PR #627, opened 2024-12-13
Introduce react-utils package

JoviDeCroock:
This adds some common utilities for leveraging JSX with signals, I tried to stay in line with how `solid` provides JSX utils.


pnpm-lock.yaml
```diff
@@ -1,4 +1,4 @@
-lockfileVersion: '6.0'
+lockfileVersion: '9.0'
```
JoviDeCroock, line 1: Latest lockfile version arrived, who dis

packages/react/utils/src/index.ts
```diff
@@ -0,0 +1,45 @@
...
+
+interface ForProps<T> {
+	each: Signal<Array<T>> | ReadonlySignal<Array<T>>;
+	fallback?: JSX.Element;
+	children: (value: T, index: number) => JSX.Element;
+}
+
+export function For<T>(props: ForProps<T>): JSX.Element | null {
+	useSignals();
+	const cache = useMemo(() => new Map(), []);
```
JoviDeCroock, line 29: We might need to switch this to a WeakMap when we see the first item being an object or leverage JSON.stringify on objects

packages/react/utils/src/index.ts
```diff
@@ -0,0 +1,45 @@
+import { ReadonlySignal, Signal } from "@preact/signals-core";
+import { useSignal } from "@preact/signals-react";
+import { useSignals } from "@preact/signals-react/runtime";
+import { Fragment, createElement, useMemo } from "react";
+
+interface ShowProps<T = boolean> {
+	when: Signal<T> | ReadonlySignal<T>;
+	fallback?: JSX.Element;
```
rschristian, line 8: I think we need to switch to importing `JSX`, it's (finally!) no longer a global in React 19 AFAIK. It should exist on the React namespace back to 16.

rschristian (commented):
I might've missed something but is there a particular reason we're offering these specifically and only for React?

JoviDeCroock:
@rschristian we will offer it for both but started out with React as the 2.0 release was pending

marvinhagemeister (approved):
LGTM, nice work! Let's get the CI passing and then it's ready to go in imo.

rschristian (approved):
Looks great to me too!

---

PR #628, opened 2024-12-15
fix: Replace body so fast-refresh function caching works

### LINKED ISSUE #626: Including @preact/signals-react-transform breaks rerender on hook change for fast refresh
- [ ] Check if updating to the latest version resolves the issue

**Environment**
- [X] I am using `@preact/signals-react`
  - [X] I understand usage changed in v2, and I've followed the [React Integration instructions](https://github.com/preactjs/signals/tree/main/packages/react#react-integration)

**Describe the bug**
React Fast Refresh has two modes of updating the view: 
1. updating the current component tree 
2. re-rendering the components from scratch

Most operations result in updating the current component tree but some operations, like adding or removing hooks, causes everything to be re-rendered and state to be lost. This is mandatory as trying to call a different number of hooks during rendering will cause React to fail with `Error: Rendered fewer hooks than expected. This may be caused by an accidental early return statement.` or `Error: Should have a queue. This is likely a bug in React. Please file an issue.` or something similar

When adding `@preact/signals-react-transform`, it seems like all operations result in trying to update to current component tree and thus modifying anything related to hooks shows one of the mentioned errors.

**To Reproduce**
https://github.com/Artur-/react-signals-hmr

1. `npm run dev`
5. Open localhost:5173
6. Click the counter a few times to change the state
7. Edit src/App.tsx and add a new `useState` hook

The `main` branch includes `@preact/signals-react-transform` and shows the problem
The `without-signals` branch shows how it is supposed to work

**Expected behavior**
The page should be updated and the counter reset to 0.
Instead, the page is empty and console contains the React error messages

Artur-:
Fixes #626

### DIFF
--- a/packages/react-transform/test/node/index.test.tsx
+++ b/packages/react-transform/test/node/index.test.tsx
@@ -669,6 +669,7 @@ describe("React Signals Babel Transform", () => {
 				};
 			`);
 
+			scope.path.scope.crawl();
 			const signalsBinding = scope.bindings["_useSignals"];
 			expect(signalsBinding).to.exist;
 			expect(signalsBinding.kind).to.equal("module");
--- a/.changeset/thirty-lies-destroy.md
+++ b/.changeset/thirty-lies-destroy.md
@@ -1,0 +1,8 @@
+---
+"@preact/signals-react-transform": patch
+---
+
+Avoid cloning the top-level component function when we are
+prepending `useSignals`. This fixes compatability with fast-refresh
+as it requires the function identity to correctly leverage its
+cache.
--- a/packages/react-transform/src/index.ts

- _The problem_: Check every line of the records, and copy the ones that hold the word "like".

- _Response below_:
Most operations result in updating the current component tree but some operations, like adding or removing hooks, causes everything to be re-rendered and state to be lost. This is mandatory as trying to call a different number of hooks during rendering will cause React to fail with `Error: Rendered fewer hooks than expected. This may be caused by an accidental early return statement.` or `Error: Should have a queue. This is likely a bug in React. Please file an issue.` or something similar
When adding `@preact/signals-react-transform`, it seems like all operations result in trying to update to current component tree and thus modifying anything related to hooks shows one of the mentioned errors.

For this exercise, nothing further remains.